__Work required__. Retype each entry exactly.
(Beginning of Data supplied)
PR #236, opened 2019-10-25
Fix lots of typos

sambostock:
This fixes most (if not all) typos in the codebase.

I found them using the [`scspell`](https://github.com/myint/scspell) tool by running

```bash
git ls-files | xargs -o scspell
```

and dealing with each unknown word, one by one. 😅 

Most of the typos were in text files, or in comments. A couple were actual code (e.g. variable names), but those should have had every occurrence replaced.

### DIFF
--- a/CHANGELOG.md
+++ b/CHANGELOG.md
@@ -16,7 +16,7 @@ _Nothing yet_
   However, if you are, you can capture StatsD datagrams using the
   `capture_statsd_datagrams` method, and run your own assertions on the list.
 - ⚠️ Remove `StatsD.client`. This was added in version 2.6.0 in order to
-  experiment with the new client. However, at this point thereare better ways
+  experiment with the new client. However, at this point there are better ways
   to do this.
   - You can set `StatsD.singleton_client` to a new client, which causes the
     calls to the StatsD singleton to be handled by a new client. If you set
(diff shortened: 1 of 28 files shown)


sambostock:
The test suite appears to be failing on Windows because of

```
Run gem install bundler && bundle install --jobs 4 --retry 3
At D:\a\_temp\48aedf55-2f9e-41d7-893b-70269dfa3633.ps1:2 char:21
+ gem install bundler && bundle install --jobs 4 --retry 3
+                     ~~
The token '&&' is not a valid statement separator in this version.
+ CategoryInfo          : ParserError: (:) [], ParseException
+ FullyQualifiedErrorId : InvalidEndOfLine
```
 which seems unrelated. I tried reverting my commit, and it still fails.

----

I also noticed that after resetting back to my original commit and force pushing, it ran GitHub ran the workflows against the commit **again**, so there are now duplicates, which I assume is a bug in GitHub workflows.

HereComeTheWalrus is also having a hard time with this page, and constantly refreshing, though I'm not sure if that's related, or just my machine being messed up 😅

wvanbergen:
Yeah, I am not sure why that started failing. If you want to, can you spin up a PR to disable this?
(End of Data supplied)
__Answer space__.
PR #236, opened 2019-10-25
Fix lots of typos

sambostock:
This fixes most (if not all) typos in the codebase.

I found them using the [`scspell`](https://github.com/myint/scspell) tool by running

```bash
git ls-files | xargs -o scspell
```

and dealing with each unknown word, one by one. 😅 

Most of the typos were in text files, or in comments. A couple were actual code (e.g. variable names), but those should have had every occurrence replaced.

### DIFF
--- a/CHANGELOG.md
+++ b/CHANGELOG.md
@@ -16,7 +16,7 @@ _Nothing yet_
   However, if you are, you can capture StatsD datagrams using the
   `capture_statsd_datagrams` method, and run your own assertions on the list.
 - ⚠️ Remove `StatsD.client`. This was added in version 2.6.0 in order to
-  experiment with the new client. However, at this point thereare better ways
+  experiment with the new client. However, at this point there are better ways
   to do this.
   - You can set `StatsD.singleton_client` to a new client, which causes the
     calls to the StatsD singleton to be handled by a new client. If you set
(diff shortened: 1 of 28 files shown)


sambostock:
The test suite appears to be failing on Windows because of

```
Run gem install bundler && bundle install --jobs 4 --retry 3
At D:\a\_temp\48aedf55-2f9e-41d7-893b-70269dfa3633.ps1:2 char:21
+ gem install bundler && bundle install --jobs 4 --retry 3
+                     ~~
The token '&&' is not a valid statement separator in this version.
+ CategoryInfo          : ParserError: (:) [], ParseException
+ FullyQualifiedErrorId : InvalidEndOfLine
```
 which seems unrelated. I tried reverting my commit, and it still fails.

----

I also noticed that after resetting back to my original commit and force pushing, it ran GitHub ran the workflows against the commit **again**, so there are now duplicates, which I assume is a bug in GitHub workflows.

HereComeTheWalrus is also having a hard time with this page, and constantly refreshing, though I'm not sure if that's related, or just my machine being messed up 😅

wvanbergen:
Yeah, I am not sure why that started failing. If you want to, can you spin up a PR to disable this?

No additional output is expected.